Can Fisher’s test be used for larger samples or tables?

Answer 13

Yes, but it’s unnecessary and can be computationally intensive

Question 14

What is an alternative to Pearson’s χ2?

Answer 14

Likelihood ratio statistic which is based on maximum likelihood theory

Question 15

How do we compute the likelhood ratio statistic?

Johnny had this in his slides but skipped it. The book talked very little about it

Answer 15

1. Collect data and create a model for which the probability of obtaining the observed set of data is maximized
2. Compare this model to the probability of obtaining those data under the null
3. The resulting statistic is based on comparing observed frequencies with those predicted by the model
4. The statistic has a χ2 distribution with df computed the same way as for Pearson’s
5. The rest of the procedure to obtain p-value is the same

Formula is in picture 8, i and j are the rows and columns of the contingency table and ln is the natural logarithm

Question 16

What is the Yates’s correction?

Answer 16

For 2 x 2 contingency tables, Yates’s correction is to prevent overestimation of statistical significance for small data (at least one cell of the table has an expected count smaller than 5)

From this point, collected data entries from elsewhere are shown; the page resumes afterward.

PR #2028, opened 2025-04-09
T2288 Feat: Max pages for a letter

Mcentamo:
Context:

Maximum number of pages for a letter is 15 pages, this is a must follow from Compassion International.

Todo:

Add error message to the user when his letter is more than 15 pages, attachments included.


ecino:
Doing it in the preview is probably a bad place. Let's see if this can be checked before.

PR #2031, opened 2025-05-02
[T2370] fixed church name editing error

Nath-S07:
The issue occurred when editing the name of certain Church records the def _compute_opportunity_count would run while some of the associated partner records still had temporary Odoo IDs (-> NewId_xxxx), which are strings rather than integers. This caused a type mismatch during the domain search, resulting in an error. The root cause is timing-related the compute method was being triggered before the record was fully saved.

To fix this, I added a condition to skip any partner with a non-integer ID. This ensures only fully saved records are processed, avoiding the error.

### DIFF
--- a/crm_compassion/models/res_partner.py
+++ b/crm_compassion/models/res_partner.py
@@ -67,7 +67,8 @@ class Partner(models.Model):
         super()._compute_opportunity_count()
         for partner in self:
             operator = "child_of" if partner.is_company else "="
-            # we use partner.ids[0] because when editing a church's name the id becomes temporarily a NewId and so an error is produced as the method uses child_of with a NewId and not the original id
+            # Using partner.ids[0] is a trick to avoid error with child_of
+            # when partner has a temporary NewId
             partner.opportunity_count += self.env["crm.lead"].search_count(
                 [
                     ("partner_id", operator, partner.ids[0]),
--- a/crm_compassion/models/res_partner.py
+++ b/crm_compassion/models/res_partner.py
@@ -66,14 +66,14 @@ class Partner(models.Model):
     def _compute_opportunity_count(self):
         super()._compute_opportunity_count()
         for partner in self:
-                operator = "child_of" if partner.is_company else "="
-                partner.opportunity_count += self.env["crm.lead"].search_count(
-                    [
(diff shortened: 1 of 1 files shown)


NoeBerdoz (changes requested):
The fix doesn't handle the core issue, NewId should be handled correctly, maybe the issue is deeper than we thought. It looks like that the issue appears when there is a company type member in the church's members

Nath-S07:
Following Noé's comments I changed the code to make sure that for each partner the correct ids are always taken even when updating the name (when the id for a partner becomes NewId temporarily). Digging deeper in this code snippet and discussing what I found with Noé, we came to the conclusion that the logic behind the opportunity count might not be up to date and a bit incorrect. A new task will be created to make sure everything is correct with this logic.

crm_compassion/models/res_partner.py
```diff
@@ -69,7 +69,7 @@ def _compute_opportunity_count(self):
             operator = "child_of" if partner.is_company else "="
             partner.opportunity_count += self.env["crm.lead"].search_count(
                 [
-                    ("partner_id", operator, partner.id),
+                    ("partner_id", operator, partner.ids[0]),
```
NoeBerdoz, line 74: As discussed, this is a fix that doesn't address the core issue, let's put a comment for other developers reading this to understand that `ids[0]`it is a way to get an id even in the case of generics NewId.

NoeBerdoz (changes requested):

NoeBerdoz (approved):

crm_compassion/models/res_partner.py
```diff
@@ -67,9 +67,10 @@ def _compute_opportunity_count(self):
         super()._compute_opportunity_count()
         for partner in self:
             operator = "child_of" if partner.is_company else "="
+            # we use partner.ids[0] because when editing a church's name the id becomes temporarily a NewId and so an error is produced as the method uses child_of with a NewId and not the original id
```
NoeBerdoz:
```suggestion
            # Using partner.ids[0] is a trick to avoid error with child_of
            # when partner has a temporary NewId
```

NoeBerdoz (changes requested):

PR #2033, opened 2025-05-23
remove the covid status (not maintained since more than two years!

davidwul:
add bool to be able to filter project suspended for more than two months without reactivation since


ecino:
Manually merged.

PR #2530, opened 2026-07-11
fix: resolve better-sqlite3 parameter array binding crash

### LINKED ISSUE #2529: TypeError: SQLite3 can only bind... (Internal Server Error) when updating settings using better-sqlite3 driver
I encountered an "Internal Server Error" when trying to set my new password after logging in for the first time.

What’s interesting is that this works perfectly on my local machine, but fails when I deploy it to my server environment.

After some debugging, I discovered that the issue depends entirely on which SQLite driver 9router dynamically loads:

On my local machine, it falls back to node:sqlite or sql.js, both of which handle parameter arrays correctly.
On my server, better-sqlite3 is installed globally. 9router prioritizes better-sqlite3 and initializes the betterSqliteAdapter.
The betterSqliteAdapter has a parameter binding bug where it passes query parameters as a raw JavaScript array instead of spreading them, which crashes better-sqlite3 on any parameterized query (like updating the password in the settings).

Error Details
When submitting a new password, the server crashes with:

TypeError: SQLite3 can only bind numbers, strings, bigints, buffers, and null
This happens because better-sqlite3 expects parameters to be unpacked/spread (e.g., stmt.run(val1, val2)) but the adapter passes the raw params array object.

Steps to Reproduce
Run 9router in an environment where the better-sqlite3 module is installed and successfully loaded by the app.
Log in to the dashboard using the default password (123456).
Attempt to set a new password.
The UI returns an "Internal Server Error" (HTTP 500).

Root Cause & Proposed Fix
The issue is located in app/src/lib/db/adapters/betterSqliteAdapter.js (and naturally propagated into the .next-cli-build compiled chunks).

The parameters are passed without the spread operator (...), unlike the nodeSqliteAdapter and bunSqliteAdapter which do it correctly.

Current buggy code:

run(sql, params = []) { return prepare(sql).run(params); },
get(sql, params = []) { return prepare(sql).get(params); },
all(sql, params = []) { return prepare(sql).all(params); },

cubewin07:
This PR fixes the "Internal Server Error" caused by the `betterSqliteAdapter` passing query parameters as a raw JavaScript array instead of spreading them. 

By using the spread operator (`...params`) on the `run`, `get`, and `all` statements, we prevent `better-sqlite3` from crashing when executing parameterized queries (like updating a user password).

Fixes #2529

### DIFF
--- a/src/lib/db/adapters/betterSqliteAdapter.js
+++ b/src/lib/db/adapters/betterSqliteAdapter.js
@@ -40,9 +40,9 @@ export function createBetterSqliteAdapter(filePath) {
 
   return {
     driver: "better-sqlite3",
-    run(sql, params = []) { return prepare(sql).run(params); },
-    get(sql, params = []) { return prepare(sql).get(params); },
-    all(sql, params = []) { return prepare(sql).all(params); },
+    run(sql, params = []) { return prepare(sql).run(...params); },
+    get(sql, params = []) { return prepare(sql).get(...params); },
+    all(sql, params = []) { return prepare(sql).all(...params); },
     exec(sql) { return db.exec(sql); },
     transaction(fn) { return db.transaction(fn)(); },
     checkpoint() { try { db.pragma("wal_checkpoint(TRUNCATE)"); } catch {} },


decolua:
Thanks @cubewin07 for the contribution! Reviewed and merged into master. 🙏

PR #2541, opened 2026-07-11
fix: allow application/x-ndjson streaming from ollama-local (closes #2386)

### LINKED ISSUE #2386: Bug: Ollama 0.31.1 streaming fails on OpenAI endpoint (/v1/chat/completions)
### Environment

- 9router: v0.5.18
- Ollama: 0.31.1
- Windows 11
- Cursor latest

### Reproduce

Ollama works normally.

```
ollama run qwen2.5:14b
```

works.

```
curl http://127.0.0.1:11434/api/generate
```

works.

9router detects all Ollama models.

```
GET /v1/models
```

returns:

- ollama-local/qwen2.5:14b
- ollama-local/qwen2.5:7b
- ollama-local/deepseek-coder:6.7b
- ollama-local/llama3

### stream=false

This works:

```bash
curl -X POST http://127.0.0.1:20128/v1/chat/completions ^
-H "Content-Type: application/json" ^
-H "Authorization: Bearer xxx" ^
-d "{\"model\":\"ollama-local/qwen2.5:7b\",\"stream\":false,\"messages\":[{\"role\":\"user\",\"content\":\"hello\"}]}"
```

returns a normal response.

### stream=true

Cursor always uses stream=true.

9router log:

```
blocked pipe:
Upstream returned non-SSE response (application/x-ndjson) [200]

STREAM OLLAMA-LOCAL
error: upstream non-SSE: 200
```

Looks like the OpenAI compatible endpoint does not convert Ollama's application/x-ndjson stream into SSE correctly.

qveys:
Closes #2386.

## Root cause

Ollama's native /api/chat streams as `application/x-ndjson`, never SSE. The non-SSE guard in `handleStreamingResponse` (open-sse/handlers/chatCore/streamingHandler.js) only special-cased `text/event-stream` and `application/json`, so any ndjson response from Ollama was treated as an upstream error page (e.g. a Cloudflare 5xx page) and blocked - before it ever reached the existing Ollama ndjson->SSE transcoder (parseSSELine + ollamaToOpenAIResponse). This matches the log captured in #2386 exactly: `blocked pipe: ... / upstream non-SSE: 200`.

`stream:false` always worked because it skips this streaming code path entirely - which is why the bug only shows up with clients that default to streaming (Cursor, Claude Code, etc).

While tracing this I found a second, related bug: when this (or any non-HTTP) error occurs, `markAccountUnavailable` (src/sse/services/auth.js) collapses the real error into a generic "Provider error" string whenever errorText isn't a plain string, and only logs to console when a numeric HTTP status is present. So a streaming-parse failure like this one left zero usable trace server-side - just the generic error surfaced to the client.

## Fix

- `streamingHandler.js`: let `application/x-ndjson` through the guard specifically when `targetFormat === FORMATS.OLLAMA`; reuse the shared `createErrorResult` helper for the remaining blocked-response path instead of a hand-built `{ success, response }` object, so status/error survive downstream.
- `auth.js`: extract `errorText.message` (or a JSON-stringified fallback) instead of defaulting straight to "Provider error", and log the real cause even when there's no numeric HTTP status.

## Testing

Repro'd locally against a real `ollama-local` connection (v0.5.18 and v0.5.30): `stream:true` requests to `ollama-local/*` models failed 100% of the time with the generic "Provider error" before this change, and succeeded consistently after, producing well-formed `chat.completion.chunk` SSE events ending in the usual `finish_reason`. Verified `stream:false` and non-Ollama streaming providers (tested against groq and mistral) are unaffected.

The repo's Vitest suite fails to run independent of this change (pre-existing circular import error, reproducible on an unmodified checkout), so I validated the transcode/guard logic with a standalone script driving the real production modules directly instead.

### DIFF
--- a/open-sse/handlers/chatCore/streamingHandler.js
+++ b/open-sse/handlers/chatCore/streamingHandler.js
@@ -8,6 +8,7 @@ import { buildAbortedResponsesTerminalBytes } from "../../utils/responsesStreamH
 import { buildRequestDetail, extractRequestConfig, saveUsageStats, formatDoneLine } from "./requestDetail.js";
 import { saveRequestDetail } from "@/lib/usageDb.js";
 import { SSE_HEADERS_CORS as SSE_HEADERS } from "../../utils/sseConstants.js";
+import { createErrorResult } from "../../utils/error.js";
 
 // Codex returns Responses API SSE → which client format to translate INTO, by request sourceFormat.
 // Gemini-family all map to ANTIGRAVITY decoder; unknown sources fall back to OPENAI.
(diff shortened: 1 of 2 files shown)


qveys:
Addressed all 3 review comments in the latest commit:
- reason is now clamped to 100 chars regardless of which branch (string vs Error/object) produced it
- safeStringifyError guarantees a string return even when JSON.stringify returns undefined
- the log.warn line uses the same status ?? "no-status" fallback as console.error, so it no longer prints a literal [undefined]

• You subtract 0.5 from the absolute value of the model’s deviation before squaring it
• formula in picture 9
• For larger samples this doesn’t change much since the difference is already big enough; for small samples it makes a difference

Question 17

What is the problem with Yates’s correction?

Answer 17

It overcorrects since it lowers the value of χ2 statistic which makes it less significant

• This results in overly conservative results

The book said rather ignore it, Johnny was a bit wary about it as well but didn’t make such a definite statement

Question 18

What are three measures of the strength of the association between two categorical variables?

Answer 18

These measures modify the chi-square statistic to account for sample size and degrees of freedom, aiming to restrict the range of the test statistic from 0 to 1, similar to a correlation coefficient:

1. Phi: Accurate for 2x2 contingency tables, but for larger tables, its value may exceed 1, making it less reliable.
2. Contingency Coefficient: Designed to keep values between 0 and 1, but it rarely reaches 1, making it less effective.
3. Cramér’s V: Identical to Phi for 2x2 tables, but unlike the others, it can reach a maximum of 1 for tables with more than two categories, making it the most useful for larger tables.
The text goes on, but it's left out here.